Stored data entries
++++++++++++++++++++

Issue #330, opened 2020-05-14
No entropy/information types


freemin7:
I noticed that Unitful has no 'Bit' type. While there is no way to represent a Bit in SI units it does indeed interact with physical quantities, such as kbit/s or landauer's limit Energy/Bit. There also exists a rich ecosystem of other scales to represent information such as nit or dit depending on the application.

This proposals opens the doors to more problems though. What about Bauds (symbols/s)?

Can i hear your thoughts on the issue?

m-wells:
Seems rather straight forward to implement.
```julia
julia> using Unitful
       Unitful.register(@__MODULE__);
       @unit bit "bit" Bit 1 true;

julia> 1u"kbit/s"
1 kbit s^-1

julia> 2u"J/bit"
2 J bit^-1

julia> typeof(u"bit")
Unitful.FreeUnits{(bit,),NoDims,nothing}
```

m-wells:
This doesn't seem to fit in the base Unitful package but could potentially (if there was someone motivated to do so) be apart of a new package. There are already a number of extensions to Unitful (see [Units-packages](https://github.com/PainterQubits/Unitful.jl#units-packages)).

freemin7:
Oh, i wasn't aware that it would be that easy.

PR #419, opened 2021-01-31
Implement bit and byte for information and data

### LINKED ISSUE #173: Feature Request: Units of information
[Units of information](https://en.wikipedia.org/wiki/Units_of_information)
It was mentioned in [discourse](https://discourse.julialang.org/t/unitful-for-file-size/16423).

BrandonConder:
Create information. Define Byte as basic unit for data storage. Include data rates. Modify barn (b -> bn) and Bel (B -> bel) to accommodate the new definitions.

Closes #173.
Mostly addresses #330.
Does not include e.g. methods for converting between bits and entropy, this is probably reasonable since most users will think of bits as data (e.g. storage capacity, transfer rates) rather than information. 

Personal preferences:
- I don't think this belongs in a separate units package because bit and byte are common and conflict with the existing definitions of barn and Bel.
- Less common units are not included: nibble, 1024 multiples (kibibytes, mebibytes, etc.). A user could easily implement these.
- Baud not defined because bits per symbol is not standardized.

Quirks:
- I had to manually implement the SI prefixes for Bytes to avoid deci-bytes (dB), which is a meaningless unit and a conflict with Decibel.
- ZettaByte and YottaByte were not included because the literal 8_000_000_000_000_000_000_000 undergoes type promotion to Float64 and causes a rounding error.
    - It might be possible to implement this using Int128(8_000_000_000_000_000_000_000)
    - If there were a way to use the Unitful prefix system excluding deciByte, Unitful handles these types greacefully (e.g. `1Zm/Em == 1000` returns `true`)
    - Behavior with the 32-bit Julia binary needs review, to ensure no units promote to Float32

I've included tests for the manual SI prefixes.

### DIFF
--- a/src/pkgdefaults.jl
+++ b/src/pkgdefaults.jl
@@ -224,15 +224,14 @@ const Å = Å = angstrom
 # Instead define all units in common use
 # Overflow warning:
 #  Gigascale and above likely exceed Int32
-#  Exascale and above likely exceed Int64
-@unit      kB   "kB"     KiloByte          8_000b      false
-@unit      MB   "MB"     MegaByte          8_000_000b     false
-@unit      GB   "GB"     GigaByte          8_000_000_000b     false
-@unit      TB   "TB"     TeraByte          8_000_000_000_000b    false
-@unit      PB   "PB"     PetaByte          8_000_000_000_000_000b    false
-@unit      EB   "EB"     ExaByte           8_000_000_000_000_000_000b    false
-@unit      ZB   "ZB"     ZettaByte         8_000_000_000_000_000_000_000b    false
-@unit      YB   "YB"     YottaByte         8_000_000_000_000_000_000_000_000b    false
+#  Exascale likely exceeds Int64
+# Omitting ZB and YB: Julia interprets literal as Float64, which causes rounding errors
+@unit      kB   "kB"       KiloByte          8_000b      false
+@unit      MB   "MB"       MegaByte          8_000_000b     false
+@unit      GB   "GB"       GigaByte          8_000_000_000b     false
+@unit      TB   "TB"       TeraByte          8_000_000_000_000b    false
+@unit      PB   "PB"       PetaByte          8_000_000_000_000_000b    false
+@unit      EB   "EB"       ExaByte           8_000_000_000_000_000_000b    false
 # Data rate
 @unit      bps  "bps"      BitPerSecond      1b/s         true
 @unit      Bps  "Bps"      BytePerSecond     8b/s         true
--- a/src/pkgdefaults.jl
+++ b/src/pkgdefaults.jl
@@ -9,6 +9,7 @@
 @dimension 𝚯 "𝚯" Temperature    # This one is \bfTheta
 @dimension 𝐉 "𝐉" Luminosity
 @dimension 𝐍 "𝐍" Amount
+@dimension 𝐛 "𝐛" Information
 const RelativeScaleTemperature = Quantity{T, 𝚯, <:AffineUnits} where T
 const AbsoluteScaleTemperature = Quantity{T, 𝚯, <:ScalarUnits} where T
 
@@ -60,6 +61,7 @@ const AbsoluteScaleTemperature = Quantity{T, 𝚯, <:ScalarUnits} where T
 @refunit  cd      "cd"     Candela   𝐉            true
 @refunit  g       "g"      Gram      𝐌           true
 @refunit  mol     "mol"    Mole      𝐍           true
+@refunit  b       "b"      Bit       𝐛           false
 
 # Angles and solid angles
 @unit sr      "sr"      Steradian   1                       true
@@ -113,7 +115,7 @@ end
 # The hectare is used more frequently than any other power-of-ten of an are.
 @unit a      "a"        Are         100m^2                  false
 const ha = Unitful.FreeUnits{(Unitful.Unit{:Are, 𝐋^2}(2, 1//1),), 𝐋^2}()
-@unit b      "b"        Barn        100fm^2                 true
+@unit bn     "bn"       Barn        100fm^2                 true
 
 # Volume
 # `l` is also an acceptable symbol for liters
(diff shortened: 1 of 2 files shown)


BrandonConder:
It looks like the Float32 problem is realized on x86. How to proceed? I can leave out SI prefixes and let users decide if they want to declare kB, MB, GB, etc.

Alternatively I could try to rewrite the @unit macro such that the input `tf` can accept a flag for "prefixes > 1 only", but that seems like a pretty big overhaul for this edge case.

src/pkgdefaults.jl
```diff
@@ -113,7 +115,7 @@ end
 # The hectare is used more frequently than any other power-of-ten of an are.
 @unit a      "a"        Are         100m^2                  false
 const ha = Unitful.FreeUnits{(Unitful.Unit{:Are, 𝐋^2}(2, 1//1),), 𝐋^2}()
-@unit b      "b"        Barn        100fm^2                 true
+@unit bn     "bn"       Barn        100fm^2                 true
```
giordano, line 118: This is breaking

src/pkgdefaults.jl
```diff
@@ -216,11 +218,29 @@ const Å = Å = angstrom
...
+# Data rate
+@unit      bps  "bps"      BitPerSecond      1b/s         true
+@unit      Bps  "Bps"      BytePerSecond     8b/s         true
+
 #########
 # Logarithmic scales and units
 
 @logscale dB    "dB"       Decibel      10      10      false
-@logscale B     "B"        Bel          10      1       false
+@logscale bel   "Bel"      Bel          10      1       false
```
giordano, line 243: And this one as well

BrandonConder:
Is backward-compatibility-breaking prohibited? In my field Bel is never used (only decibel), and I don't know how common or significant Barn is, so I assumed bit and Byte were more common definitions of those abbreviations.

giordano:
We can have a breaking change, but need to do a breaking release (i.e., go to v2.0), which would cause some friction in the ecosystem of packages relying on Unitful, for little benefit

sostock:
I would suggest to use `Byte` and `bit` instead of `B` and `b`, that way it isn’t breaking.

src/pkgdefaults.jl
```diff
@@ -9,6 +9,7 @@
 @dimension 𝚯 "𝚯" Temperature    # This one is \bfTheta
 @dimension 𝐉 "𝐉" Luminosity
 @dimension 𝐍 "𝐍" Amount
+@dimension 𝐛 "𝐛" Information
```
mcabbott, line 12: Should this be a dimension? I thought that `nat` is, like `rad`, a pure number -- it's just some `p*log(p)` where `p` is a probability. And bits, like degrees etc, are multiples of that.

src/pkgdefaults.jl
```diff
@@ -216,11 +218,29 @@ const Å = Å = angstrom
 # Pressure
 @unit psi       "psi"      PoundsPerSquareInch  1lbf/inch^2             false
 
+# Data
+@unit      B    "B"        Byte              8b          false
```
mcabbott, line 222: If the definitions were like this, would it still convert MB to GB as integers, without introducing the `log(2)`?
```suggestion
# Information
@unit    nat    "nat"      Nat                1            false
@unit    bit    "bit"      Bit          log(2)*u"nat"      false
@unit      B    "B"        Byte              8bit          false
```

src/pkgdefaults.jl
```diff
@@ -216,11 +218,29 @@ const Å = Å = angstrom
...
+# deciBytes can be a problem with deciBels, and we don't actually care about orders < 1
+# Instead define all units in common use
+# Overflow warning:
+#  Gigascale and above likely exceed Int32
+#  Exascale likely exceeds Int64
+# Omitting ZB and YB: Julia interprets literal as Float64, which causes rounding errors
+@unit      kB   "kB"       KiloByte          8_000b      false
+@unit      MB   "MB"       MegaByte          8_000_000b     false
+@unit      GB   "GB"       GigaByte          8_000_000_000b     false
```
mcabbott, line 231:
```suggestion
@unit      kB   "kB"       KiloByte          8_000b      false
@unit      kiB   "kiB"       KibiByte          8_192b      false
@unit      MB   "MB"       MegaByte          8_000_000b     false
@unit      MiB   "MiB"       MebiByte          8_388_608b     false
@unit      GB   "GiB"       GigaByte          8_000_000_000b     false
@unit      GiB   "GiB"       GibiByte          8_589_934_592b     false
```

rico-cl:
Regarding the question of adding another dimension for the desired units, I propose to go with dimensionless units, since
* Unitful seem to try and adhere to the SI which doesn't provide such a dimension 
* how to consistently handle units that are dimensionless in the framework of SI as of now is still an unsolved (or at least debated) problem in the respective research communities as far as I understand, so I wouldn't expect Unitful to come up with a solution itself
* the units in question can be used to measure different things: amount of data, amount of storage, informational content of data (as denoted by Shannon entropy) - so even if one would like to assign a dimension to them, Information might not even be the most meaningful choice

src/pkgdefaults.jl
adkabo: `"GiB"` appears twice in the suggested change, looks like a typo.

mcabbott:
I was going to say that these points all apply to angles, where radians are also pure numbers. But it turns out they have in fact been blessed by SI.

Nevertheless, it is not an accident that storage and information are measured in the same units. There are mistakes you can make which won't be caught by checking the units, but there are also such mistakes when measuring both height and distance in metres.

filchristou:
I am in need of such a unit in order to handle data rates in networking problems.
I think it's worth having a specific unit for this case because there is a big confusion in my field when someone talks about `Mbits/sec` or `MBytes/sec`. A package that handles this transparently will be great.

singularitti:
Hope it's not off-topic: there is a relevant package https://github.com/uriele/UnitfulData.jl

++++++++++++++++++++

The first line of the records and every line down to the line with "This proposals opens" must be quoted exactly; leave out all else.

Output of the task:
Issue #330, opened 2020-05-14
No entropy/information types


freemin7:
I noticed that Unitful has no 'Bit' type. While there is no way to represent a Bit in SI units it does indeed interact with physical quantities, such as kbit/s or landauer's limit Energy/Bit. There also exists a rich ecosystem of other scales to represent information such as nit or dit depending on the application.

This proposals opens the doors to more problems though. What about Bauds (symbols/s)?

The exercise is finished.